- **Goal of the exercise**
Reproduce exactly, from the data that follows, the line with "precision (no failures).", the line with "### 2. Detecting", and every line that lies between them.

- **Data for this exercise**
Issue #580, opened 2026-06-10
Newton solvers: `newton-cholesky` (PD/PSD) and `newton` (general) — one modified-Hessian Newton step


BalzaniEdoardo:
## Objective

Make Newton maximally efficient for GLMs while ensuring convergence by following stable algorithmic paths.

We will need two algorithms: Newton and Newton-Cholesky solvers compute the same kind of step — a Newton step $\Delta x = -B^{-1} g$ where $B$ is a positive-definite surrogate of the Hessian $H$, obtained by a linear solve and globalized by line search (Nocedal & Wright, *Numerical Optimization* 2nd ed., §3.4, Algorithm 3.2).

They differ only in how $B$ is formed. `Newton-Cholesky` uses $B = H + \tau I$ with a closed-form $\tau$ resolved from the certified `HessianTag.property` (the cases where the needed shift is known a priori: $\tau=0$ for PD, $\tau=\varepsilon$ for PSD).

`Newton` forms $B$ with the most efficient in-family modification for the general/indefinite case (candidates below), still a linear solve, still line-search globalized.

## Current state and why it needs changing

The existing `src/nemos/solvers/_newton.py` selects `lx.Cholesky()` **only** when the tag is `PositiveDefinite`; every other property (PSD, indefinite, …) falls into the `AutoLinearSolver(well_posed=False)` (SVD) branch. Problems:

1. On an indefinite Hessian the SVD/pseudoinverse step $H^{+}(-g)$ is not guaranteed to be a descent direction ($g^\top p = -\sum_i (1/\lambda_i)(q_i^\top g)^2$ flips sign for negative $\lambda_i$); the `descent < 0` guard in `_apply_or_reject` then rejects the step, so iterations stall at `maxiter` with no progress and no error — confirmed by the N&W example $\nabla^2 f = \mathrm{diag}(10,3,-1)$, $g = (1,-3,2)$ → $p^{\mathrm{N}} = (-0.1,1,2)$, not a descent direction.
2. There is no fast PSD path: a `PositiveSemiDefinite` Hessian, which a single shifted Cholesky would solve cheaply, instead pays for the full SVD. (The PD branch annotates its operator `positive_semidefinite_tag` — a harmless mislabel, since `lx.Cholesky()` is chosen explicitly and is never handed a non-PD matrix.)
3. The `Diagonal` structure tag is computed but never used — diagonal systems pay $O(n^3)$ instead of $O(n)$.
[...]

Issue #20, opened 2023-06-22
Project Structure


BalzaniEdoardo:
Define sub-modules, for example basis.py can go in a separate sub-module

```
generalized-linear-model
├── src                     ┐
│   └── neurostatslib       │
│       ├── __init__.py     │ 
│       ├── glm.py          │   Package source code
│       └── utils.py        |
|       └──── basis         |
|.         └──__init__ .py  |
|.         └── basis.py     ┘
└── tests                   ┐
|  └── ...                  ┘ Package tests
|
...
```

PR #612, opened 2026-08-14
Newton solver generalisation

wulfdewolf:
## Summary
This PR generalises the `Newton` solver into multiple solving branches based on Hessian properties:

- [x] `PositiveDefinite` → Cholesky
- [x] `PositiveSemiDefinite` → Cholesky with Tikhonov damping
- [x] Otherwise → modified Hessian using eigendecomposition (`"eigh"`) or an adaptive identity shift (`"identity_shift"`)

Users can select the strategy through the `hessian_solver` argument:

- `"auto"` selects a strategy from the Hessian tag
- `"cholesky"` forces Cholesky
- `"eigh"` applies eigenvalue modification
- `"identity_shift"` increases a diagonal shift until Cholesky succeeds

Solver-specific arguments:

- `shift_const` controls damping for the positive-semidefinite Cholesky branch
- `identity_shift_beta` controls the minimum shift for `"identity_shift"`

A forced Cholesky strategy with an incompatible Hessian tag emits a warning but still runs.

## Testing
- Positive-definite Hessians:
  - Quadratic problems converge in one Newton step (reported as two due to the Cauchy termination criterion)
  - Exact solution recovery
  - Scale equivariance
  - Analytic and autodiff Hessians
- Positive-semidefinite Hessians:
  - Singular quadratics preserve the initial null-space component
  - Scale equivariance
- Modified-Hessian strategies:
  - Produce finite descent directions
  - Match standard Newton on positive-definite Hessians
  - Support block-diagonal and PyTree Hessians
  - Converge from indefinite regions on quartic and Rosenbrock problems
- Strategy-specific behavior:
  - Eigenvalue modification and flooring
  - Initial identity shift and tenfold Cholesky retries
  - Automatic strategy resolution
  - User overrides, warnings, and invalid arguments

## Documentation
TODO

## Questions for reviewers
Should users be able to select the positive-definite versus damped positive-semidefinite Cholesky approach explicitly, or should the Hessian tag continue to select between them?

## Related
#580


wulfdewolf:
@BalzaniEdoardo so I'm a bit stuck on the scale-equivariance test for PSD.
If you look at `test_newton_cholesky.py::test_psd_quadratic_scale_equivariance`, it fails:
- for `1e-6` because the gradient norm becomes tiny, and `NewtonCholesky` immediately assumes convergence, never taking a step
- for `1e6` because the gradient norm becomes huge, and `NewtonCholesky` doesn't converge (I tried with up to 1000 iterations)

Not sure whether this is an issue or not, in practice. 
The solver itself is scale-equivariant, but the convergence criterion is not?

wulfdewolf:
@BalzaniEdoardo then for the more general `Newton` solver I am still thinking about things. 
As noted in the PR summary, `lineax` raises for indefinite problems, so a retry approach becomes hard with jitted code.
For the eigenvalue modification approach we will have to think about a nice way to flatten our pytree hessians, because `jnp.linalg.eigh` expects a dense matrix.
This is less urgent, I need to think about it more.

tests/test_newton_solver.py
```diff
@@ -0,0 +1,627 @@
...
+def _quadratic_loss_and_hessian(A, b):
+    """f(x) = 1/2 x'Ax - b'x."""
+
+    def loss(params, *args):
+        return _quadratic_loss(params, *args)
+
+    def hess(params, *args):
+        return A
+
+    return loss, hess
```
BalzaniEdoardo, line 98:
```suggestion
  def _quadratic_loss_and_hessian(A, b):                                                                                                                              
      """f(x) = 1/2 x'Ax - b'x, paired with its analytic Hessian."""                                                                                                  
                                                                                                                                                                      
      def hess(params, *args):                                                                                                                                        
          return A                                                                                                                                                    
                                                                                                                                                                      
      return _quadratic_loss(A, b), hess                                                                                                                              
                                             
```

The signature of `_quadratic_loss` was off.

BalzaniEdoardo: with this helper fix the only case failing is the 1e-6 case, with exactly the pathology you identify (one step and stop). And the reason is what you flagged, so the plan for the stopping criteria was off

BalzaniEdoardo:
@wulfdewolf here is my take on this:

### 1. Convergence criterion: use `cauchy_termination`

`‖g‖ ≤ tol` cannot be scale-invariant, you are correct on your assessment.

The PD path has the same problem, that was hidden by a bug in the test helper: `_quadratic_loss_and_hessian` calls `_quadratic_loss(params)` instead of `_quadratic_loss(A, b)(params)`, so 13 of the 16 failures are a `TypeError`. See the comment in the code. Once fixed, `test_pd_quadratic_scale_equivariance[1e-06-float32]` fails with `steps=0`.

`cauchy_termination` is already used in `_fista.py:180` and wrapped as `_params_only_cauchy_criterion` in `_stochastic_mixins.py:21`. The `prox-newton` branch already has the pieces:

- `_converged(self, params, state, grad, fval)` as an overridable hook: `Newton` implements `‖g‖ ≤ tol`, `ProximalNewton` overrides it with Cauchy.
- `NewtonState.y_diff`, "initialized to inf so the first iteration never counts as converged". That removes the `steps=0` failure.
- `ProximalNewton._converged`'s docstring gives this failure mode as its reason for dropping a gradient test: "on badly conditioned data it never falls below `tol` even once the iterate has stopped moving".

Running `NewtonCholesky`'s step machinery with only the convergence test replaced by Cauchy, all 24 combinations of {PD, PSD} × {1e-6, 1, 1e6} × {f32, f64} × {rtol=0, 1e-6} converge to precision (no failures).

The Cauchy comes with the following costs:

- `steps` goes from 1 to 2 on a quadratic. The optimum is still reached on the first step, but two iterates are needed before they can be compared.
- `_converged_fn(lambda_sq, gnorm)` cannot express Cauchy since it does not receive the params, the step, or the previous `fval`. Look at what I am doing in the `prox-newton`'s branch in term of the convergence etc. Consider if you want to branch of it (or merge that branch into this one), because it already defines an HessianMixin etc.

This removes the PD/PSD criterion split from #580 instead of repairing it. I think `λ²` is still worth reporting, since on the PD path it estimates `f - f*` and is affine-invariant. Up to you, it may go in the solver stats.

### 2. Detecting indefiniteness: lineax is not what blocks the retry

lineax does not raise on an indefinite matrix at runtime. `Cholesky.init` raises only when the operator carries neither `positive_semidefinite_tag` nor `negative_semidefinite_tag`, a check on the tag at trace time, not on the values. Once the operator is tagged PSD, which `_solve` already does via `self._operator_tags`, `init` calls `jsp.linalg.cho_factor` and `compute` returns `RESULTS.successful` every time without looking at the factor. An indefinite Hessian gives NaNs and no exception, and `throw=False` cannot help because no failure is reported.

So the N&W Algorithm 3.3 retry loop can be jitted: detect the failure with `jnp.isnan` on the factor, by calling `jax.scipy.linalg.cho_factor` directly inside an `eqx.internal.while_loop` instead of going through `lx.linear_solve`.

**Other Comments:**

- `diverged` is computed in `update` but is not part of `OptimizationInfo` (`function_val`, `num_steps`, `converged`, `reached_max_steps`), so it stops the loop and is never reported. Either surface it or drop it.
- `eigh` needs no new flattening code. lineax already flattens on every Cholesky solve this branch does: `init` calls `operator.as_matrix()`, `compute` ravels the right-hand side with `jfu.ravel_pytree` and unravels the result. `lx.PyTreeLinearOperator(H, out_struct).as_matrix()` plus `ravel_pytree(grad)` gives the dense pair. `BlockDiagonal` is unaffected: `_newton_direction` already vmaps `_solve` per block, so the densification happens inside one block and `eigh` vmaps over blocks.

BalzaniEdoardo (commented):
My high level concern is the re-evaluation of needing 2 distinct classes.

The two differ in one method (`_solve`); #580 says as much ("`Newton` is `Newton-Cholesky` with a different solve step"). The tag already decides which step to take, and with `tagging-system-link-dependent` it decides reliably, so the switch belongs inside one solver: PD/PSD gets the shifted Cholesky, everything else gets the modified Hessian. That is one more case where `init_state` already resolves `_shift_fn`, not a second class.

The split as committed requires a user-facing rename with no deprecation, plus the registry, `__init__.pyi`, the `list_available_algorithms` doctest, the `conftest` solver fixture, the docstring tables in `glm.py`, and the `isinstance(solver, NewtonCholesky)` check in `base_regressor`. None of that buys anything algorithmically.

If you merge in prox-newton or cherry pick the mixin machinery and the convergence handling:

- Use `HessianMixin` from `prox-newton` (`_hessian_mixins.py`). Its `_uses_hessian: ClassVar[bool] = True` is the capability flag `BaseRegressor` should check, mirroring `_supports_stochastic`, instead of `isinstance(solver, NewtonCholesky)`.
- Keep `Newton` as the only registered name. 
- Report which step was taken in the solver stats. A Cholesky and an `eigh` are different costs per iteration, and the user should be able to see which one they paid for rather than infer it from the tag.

- **Reply**
Running `NewtonCholesky`'s step machinery with only the convergence test replaced by Cauchy, all 24 combinations of {PD, PSD} × {1e-6, 1, 1e6} × {f32, f64} × {rtol=0, 1e-6} converge to precision (no failures).

The Cauchy comes with the following costs:

- `steps` goes from 1 to 2 on a quadratic. The optimum is still reached on the first step, but two iterates are needed before they can be compared.
- `_converged_fn(lambda_sq, gnorm)` cannot express Cauchy since it does not receive the params, the step, or the previous `fval`. Look at what I am doing in the `prox-newton`'s branch in term of the convergence etc. Consider if you want to branch of it (or merge that branch into this one), because it already defines an HessianMixin etc.

This removes the PD/PSD criterion split from #580 instead of repairing it. I think `λ²` is still worth reporting, since on the PD path it estimates `f - f*` and is affine-invariant. Up to you, it may go in the solver stats.

### 2. Detecting indefiniteness: lineax is not what blocks the retry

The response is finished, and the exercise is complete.